Fahmida Khatun, kepala penelitian di lembaga think tank Center for Policy Dialogue di Dhaka, mengatakan kepada DW, situasi ekonomi di Bangladesh telah memburuk selama beberapa tahun terakhir. Dia menunjuk pada tekanan inflasi yang tinggi di seluruh dunia sejak pandemi COVID-19 dan dimulainya perang Rusia melawan Ukraina.
"Namun dalam dua tahun terakhir, hampir semua negara berhasil menurunkan inflasi, kecuali Bangladesh,” katanya. Fahmida Khatun mengatakan, bank sentral tidak mampu mengambil tindakan yang tepat untuk mengatasi masalah tersebut.
Bisakah Yunus mendorong reformasi struktural?
Menanggapi kekacauan yang terjadi setelah larinya Sheikh Hasina ke luar negeri, banyak toko dan pabrik tutup, termasuk pabrik-pabrik di sektor tekstil dan garment, yang sangat penting bagi perekonomian Bangladesh.
Negara ini menghasilkan lebih dari $46 miliar setiap tahunnya dengan mengekspor pakaian ke luar negeri, dan sebagian besar ditujukan ke Eropa dan Amerika Serikat. Lebih dari 4 juta pekerja, sebagian besar perempuan, bekerja di sekitar 4.000 pabrik, yang memasok banyak merek ternama dunia, termasuk Levi's, Zara dan H&M.
"Dari sudut pandang ekonomi, membangun dan menjalankan kembali pabrik akan menjadi prioritas," kata Gareth Leather dan Shilan Shah, ekonom di Capital Economics yang berbasis di London, dalam catatan penelitian minggu ini.
Mereka memperingatkan bahwa produsen garmen dapat mengalihkan operasi mereka ke tempat lain jika pihak berwenang gagal mengendalikan situasi. "Tetapi jika perdamaian dan stabilitas segera dipulihkan, kami perkirakan dampak jangka panjang terhadap sektor ini akan relatif kecil."
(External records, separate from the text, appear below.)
PR #3611, opened 2026-08-14
Fix keyboard shortcut issues across the app

hansli112:
Audit of the keyboard shortcut handling across the app. The shortcuts are spread over `shortcuts.ts` plus ~45 separate `<svelte:window on:keydown>` listeners, each with its own guard conditions, and most of the problems below come from those guards disagreeing with each other.

Split into eight commits, each independently reviewable.

## Fixes

**Shortcuts firing while typing.** The global handler only skipped elements with the `edit` class, but not every text field has it — Backspace in the timer popup's time input deleted the selected item, F2 started a rename. The Ctrl/Cmd branch skipped its guard entirely on macOS, so Cmd+D duplicated, Cmd+H opened History and Cmd+T toggled the panels while typing.

**`Ctrl+X` deleting the wrong thing.** `copy()`/`cut()` inferred a target from the app selection when `window.getSelection()` was empty, which is the case for a collapsed caret inside a form field. `Ctrl+X` while renaming an overlay, template, effect or project item copied *and deleted* it. `paste()` had the same hole via the macOS `Cmd+V` path.

**Non-latin keyboard layouts.** `shortcuts.ts` normalizes by physical key position, but `Drawer.svelte`, `Scripture.svelte` and `TextEditor.svelte` compared `e.key` directly. On a Cyrillic layout `Ctrl+F` opened Find & Replace through the normalized path while failing to focus the drawer search through the raw one.

**Profile access bypass.** `Ctrl+1..8` switched drawer tabs from the full list, ignoring the enabled flag, profile access and the focus-mode hidden list that `Drawer.svelte` applies when rendering. Pressing `5` opened Settings even when the profile restricts it and the top bar hides the button, and `Settings.svelte` then rendered the General tab with no check of its own. The predicates now live in `profile.ts` so the keyboard and the UI can't drift.

**Remote and controller.** `[" ", "Arrow", "Page"].includes(e.key)` never matches — `e.key` is `"ArrowRight"`, not `"Arrow"` — so only the space bar was prevented and the focused list scrolled while the slide advanced. The controller had no form-field guard at all, so arrows inside the tool `<select>` changed the drawing tool *and* advanced the slide.

**Find & replace.** The search term was compiled straight into a `RegExp`. Searching for `(` threw and was silently swallowed by the `catch`; searching for `.` replaced every character.

**Enter in popups.** Several popups could only be completed with the mouse. Popups opt in by registering their primary action rather than using a blanket handler, which would double-fire on the nine popups that already handle Enter themselves — one of which deletes shows.

**Double-firing.** `Ctrl+Arrow` on the edit page moved the edit target *and* changed the drawer sub tab. `Ctrl+L` in Preview ran before the input check and silently locked the output while typing. Single-key slide/group shortcuts fired with a popup open and with alt/shift held.

**Documentation.** The shortcuts popup was missing `Ctrl+Shift+D/N/T`, `Ctrl+Shift+Z`, `Alt+Enter`, `F8`, the presenter keys, `Ctrl+Backspace`, and Delete/Backspace — which removes the selection and was documented nowhere. `F11` is hidden on macOS, where the handler is a no-op.

## Deliberately not changed

**macOS clipboard keys.** `menuTemplate.ts` builds Cut/Copy/Paste as custom `click:` items with no `role` and no accelerator (the accelerators were removed in c08ff7f8, *"Mac shortcuts should no longer be repeated"*). That means the app's own handlers may be the only ones running for `Cmd+C/X/V` on macOS, so they stay reachable while typing there. `copy()`/`cut()` now handle the field's own selection explicitly rather than relying on native behaviour. **This path is worth a manual check on a real Mac** — I could not verify it here, as synthetic key events don't exercise Chromium's editing-command layer.

**`Ctrl+Z` in text fields.** `preventDefaults = ["z", "y"]` blocks native text undo on every platform. Pre-existing and left alone; it needs its own fix.

**Electron menu accelerators.** They look missing, but re-enabling them would re-introduce the double-firing fixed in c08ff7f8, and `mc("copy")` routes to a handler that reads `window.getSelection()`. On Windows the native menu isn't used in production at all (`index.ts` sets it to `null`).

## Verification

- `svelte-check`: 236 errors / 58 warnings / 241 hints — identical to the `dev` baseline, line for line
- `vitest`: same 7 pre-existing failures as baseline (all in `src/electron/streaming` and `utils/requests`, untouched here)
- Production frontend build and all four server bundles build
- `prettier --check` clean; `eslint` reports only pre-existing issues outside the changed lines

Empirically checked in Electron 37 / Chromium 138 that `window.getSelection().toString()` *does* return text selected inside `<input>`/`<textarea>` and is empty only for a collapsed caret — which is what pins down the actual trigger for the `Ctrl+X` bug.


vassbo:
Thanks. Please merge the in new branch so the commits are fixed.

vassbo:
?

hansli112:
Sorry for the slow reply. Redone in #3678 — new branch off current `dev`, just the eight commits and 31 files this time. The rebase was conflict-free, so the content is the same as here.

PR #3740, opened 2026-09-14
Add OnStage content provider

cabaemima:
Connect FreeShow to OnStage with OAuth (PKCE) and import services as projects and shows.

- Register an OnStage provider in ContentProviderRegistry with connect, disconnect, startup load and service sync
- Format imported lyrics and match per-service arrangements against existing shows instead of duplicating them
- Import each event into a team specific folder
- Reload a single linked song from the show context menu
- Switch the active OnStage team from Connection settings without reconnecting
- Show a sync button in the top bar while a provider is connected, and let the confirm popup offer multiple choices
- Cover formatting, song building and arrangement matching with tests


vassbo:
I feel like this adds a lot of unnesessary clutter.
Especially in `responsesMain.ts`. Also I don't think `forceReplace` is needed.
And we should not have `providerArrangement.ts`, the conversion should be done on the backend like the other providers.
Also instead of `reload_provider_show` we should use the same project refresh option that Planning Center uses.
There are many long comments.

Please simplify and improve the code.

vassbo:
Great, thanks! :)

Issue #3744, opened 2026-09-14
OpenLP forced splits get imported as plain text


efg-geislingen:
### Before submitting

- [x] I searched existing open and closed issues.
- [x] I reproduced this on the latest available version.

### Describe the bug

OpenLP has the ability to add so called "forced splits" into songs, which are represented by `[--}{--]`.
When importing songs with these splits, they are imported as plain text.

### Steps to reproduce

In OpenLP (3.1.6)
1. Create a new song
2. Add some lyrics with a forced split
3. Save the song

In FreeShow
1. Go to file > import
2. Select OpenLP/OpenLyrics
3. Select the song database to import all songs
4. Search for the song with the forced split
5. The split got imported as text

### Expected behavior

A forced split should get recognized as such and split the song text into two separate slides

### OpenLP

Song preview
<img width="415" height="191" alt="Image" src="https://github.com/user-attachments/assets/e0ee9787-f4f4-48ff-96f7-7d510c83d15d" />
Song editor
<img width="736" height="403" alt="Image" src="https://github.com/user-attachments/assets/efec85a4-5c47-4179-ba5d-bc802006ea03" />
XML in the database
<img width="1287" height="247" alt="Image" src="https://github.com/user-attachments/assets/1d2bed92-8f14-4951-b8e1-8cb5b1d95276" />  

### FreeShow
<img width="1791" height="967" alt="Image" src="https://github.com/user-attachments/assets/68c62864-e135-4045-b911-f0dc6cbdf2bf" />

### Operating System

Linux

### FreeShow version

1.6.5

### Additional context

Just stumbled upon this project recently, awesome work!

PR #3746, opened 2026-09-15
Fix OpenLP forced slide breaks during import

jokrasno:
## Summary

- Recognize OpenLP's `[--}{--]` forced-split marker during song import.
- Convert each forced section into a separate FreeShow slide while preserving existing child-slide and chord behavior.
- Keep support for the existing OpenLyrics HTML page-break marker.
- Add regression tests for inline markers, standalone marker lines, and HTML page breaks.

## Issue context

Addresses #3744. The issue was marked completed on September 15 without a linked PR, comment, or commit; the current `main` branch still only handles the HTML page-break marker. This PR supplies the missing implementation and tests.

## Testing

- `npx vitest run src/frontend/converters/openlpSlides.test.ts --config config/testing/vitest.config.ts` — 3 passing
- Production frontend build — passed (1,449 modules transformed)
- Prettier check for all three changed files — passed
- Frontend ESLint check for all three changed files — passed
- `git diff --check` — passed

For completeness, the broader Windows test run reached 111/115 passing tests. Four RTMP/ffmpeg integration tests failed outside this converter area, and `syncManager.test.ts` failed during collection in an Electron mock. Repository-wide Svelte/format checks also report existing diagnostics in unrelated files; the changed files pass their targeted checks.


vassbo:
It was already closed as completed before you opened this PR! There was a linked commit in the issue actually.

PR #3755, opened 2026-09-18
Make CCLI SongSelect footer detection independent of paste whitespace

MarkJepson:
## What this fixes

`isCCLIBlock()`/`extractCCLIMetadata()` already do the real work of pulling the CCLI Song #, writer, and copyright fields out of a SongSelect export's footer — but they only fire correctly if that footer already happens to land as its own isolated `"\n\n"`-separated section, which depends entirely on how the paste's blank lines fell.

When the writer name/footer ends up glued directly onto the last lyric line (no blank line between them — something SongSelect's own export doesn't always guarantee), the whole glued block gets treated as one section. `isCCLIBlock()` still matches it (it contains "CCLI Song"), so the **entire section — including the real lyrics — gets popped and discarded as metadata**. The last verse silently disappears from the show, and the crude "first unrecognized line is the author" fallback grabs the section's own label (e.g. `"Verse 1"`) as the author instead of the actual writer name.

## Why this approach

Rather than duplicating or changing the existing field-extraction logic, this adds one small, self-contained module (`txtSongSelectDetect.ts`) that anchors on the literal `CCLI Song #<number>` line — text no ordinary lyric paste ever contains, so it's safe to run unconditionally with no false-positive risk. From that anchor it reshapes the *input text* so the footer becomes exactly one blank-line-separated trailing section and the title line (SongSelect always puts it on its own first line, before a blank line and the first section label) is removed from the lyric body — then hands off to `isCCLIBlock()`/`extractCCLIMetadata()` completely unmodified to do the actual parsing.

Net diff to `txt.ts` itself: one import, one function call at the top of `convertText`, and one line preferring the detected title in the existing name-fallback chain. Nothing about section classification, the metadata regexes, or the UI changes.

## Verified

- Confirmed the failure mode against the current, unmodified `isCCLIBlock`/`extractCCLIMetadata` (glued footer → verse dropped, author = section label).
- Confirmed the fix live in the app against a real SongSelect export ("Way Maker") — all 6 sections present with correct lyrics, and metadata (title, author, CCLI #, copyright, year, licence) all correct.
- Confirmed no change in behaviour for exports where the footer was already isolated (the case that already worked).
- Confirmed a plain song with no CCLI footer is an untouched no-op.
- `svelte-check`, `eslint`, `prettier`: no new errors on any touched or new file, checked against a baseline diff.
- 5 new unit tests covering the glued-footer case, the already-isolated case, no-writer-line, no-CCLI-line, and a degenerate-input edge case.


vassbo:
I feel like this is a SongSelect issue more than anything, if it's not exported as a seperate block.
Also the user can just break it up if it's the wrong format. I really don't want to account for too specific scenarios.

MarkJepson:
That's fair, and I get not wanting to chase every possible paste shape.

The one thing I'd gently push back on: even if the missing blank line is arguably SongSelect's own inconsistency rather than something FreeShow caused, the current behaviour doesn't just mis-parse the footer - it silently drops the last verse's actual lyrics, with no error or warning. That felt like more than a formatting nuisance, which is why I thought it was worth a fix rather than just a "paste it correctly" note.

Totally happy to close this if you'd rather leave it as-is though - no worries either way, and thanks for taking the time to look at it.

MarkJepson:
One thing I should've mentioned in my reply above: this work was actually something you invited via email after the earlier PR — you asked me to see what I could do about detecting it more reliably, which is what prompted this branch. So I want to be clear I wasn't chasing this unprompted.

On the "SongSelect inconsistency" point — SongSelect is used by a huge number of churches worldwide, so I'd have expected its export format to be pretty consistent paste-to-paste rather than varying. If it genuinely is inconsistent, that seems like more of a reason to make the parsing resilient to it, not less, since it'll likely affect more people than just my one test case rather than being a one-off fluke.

vassbo:
I think we can probably keep "unknown" lines before the Song ID as a slide still.

I meant detecting the song parsing like Verse, Chorus more reliably. I was not talking about the SongSelect parsing.

MarkJepson:
Ahh, that goes back to my own personal project I originally emailed about converting from Python to TypeScript to include in FreeShow. Let me know if you want a bundled Python repo sent over via email.

vassbo:
Got this improved: https://github.com/ChurchApps/FreeShow/commit/fd473a0d9b8c22671981bf146b73bc25686a921f

Sorry about the confusion. If you want to take a look, I would like that you updated the current system instead of porting to account for the couple of edge-cases you found, if that's not too hard!? As if sounded like your Python scripts were much more code heavy, so porting everything would not be that easy.

PR #3756, opened 2026-09-18
Fix two section-classification edge cases

MarkJepson:
## What this fixes

Two edge cases from the earlier feedback thread, in the existing section classifier (`txtAutoSections.ts`) — not a new module, not a port, just two one-line changes.

### 1. A short one-off line could hijack the whole song's classification

`isRepetitiveRefrain()` flagged a block as a chorus refrain whenever its two most-frequent words covered ≥50% of the block's total words — a threshold that's trivial to satisfy on a short line (any 2–4 word line with one repeated or coincidentally-common word hits it). Since `findPrimaryChorusIndex()` checks this before anything positional, a short one-off line (an intro, an ad-lib) could get anchored as the "primary chorus," and every other section in the song would then cascade to "bridge."

**Fix:** require at least 6 words before the ratio check runs. A short one-off line can no longer trip it, while genuine repetitive refrains — which run several words long by nature — are unaffected.

### 2. Mixed labelled/unlabelled songs mislabelled trailing verses as bridges

Once any section matched an explicit header (e.g. `[Chorus]`), `passedInstrumentalBreak` was set permanently, which disabled the verse-footprint check for the rest of the song. In a song mixing explicit labels with plain unlabelled verses, any unlabelled verse appearing after the first label fell through to "bridge" instead of "verse," even when it structurally matched verse 1.

**Fix:** verse-footprint matching no longer depends on that flag — it already only fires for blocks that structurally match verse 1, which is signal enough on its own.

## Verified

- Both original failure cases from the earlier report: a short-line intro no longer hijacks `primaryChorusIndex` or cascades other sections to bridge; a mixed labelled/unlabelled song now correctly classifies trailing plain verses as verse.
- Two cases that already worked correctly (a normal Pre-Chorus/Chorus/Bridge song, and a chorus repeat with minor ad-libs) are unchanged.
- `svelte-check`: 598 errors/61 warnings/3742 hints — identical before and after, checked against a stashed baseline.
- `eslint`: clean.
- Net diff: 2 lines changed, nothing else touched.


MarkJepson:
I hope this is what you meant :)

vassbo:
Great, this is good. :)

PR #5732, opened 2022-06-08
[MEV Boost\Builder] Change Builder proposed Gas Limit check to be just a warning log

tbenr:
As per discussions on discord, let's demote gaslimit check to just a warning when GL doesn't move in the expected direction.

## Documentation

## Changelog


StefanBratanov (approved):
LGTM

PR #5744, opened 2022-06-09
rename reportExceptions

rolfyone:
There's actually very few occasions where it's desirable to use `reportExceptions`, renaming to hopefully make that clearer.

Potentially most of the locations on this changelist need changing to use .finish with an error message.

## Documentation

## Changelog


ajsutton (approved):
LGTM. Unusual name but should discourage use suitably.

Ekonom Ahsan H. Mansur mengatakan, Bangladesh memerlukan reformasi mendasar untuk mengatasi tantangan struktural yang dihadapi perekonomian. Hal ini mencakup penguatan lembaga regulasi dan pemberantasan korupsi, reformasi sektor perbankan dan keuangan, serta kebijakan perpajakan dan bea cukai.
"Pemerintah perlu membentuk beberapa kelompok ahli untuk mengatasi hal tersebut. Dan mereka harus melakukannya dengan sangat cepat. Itulah tantangan besarnya," pungkasnya.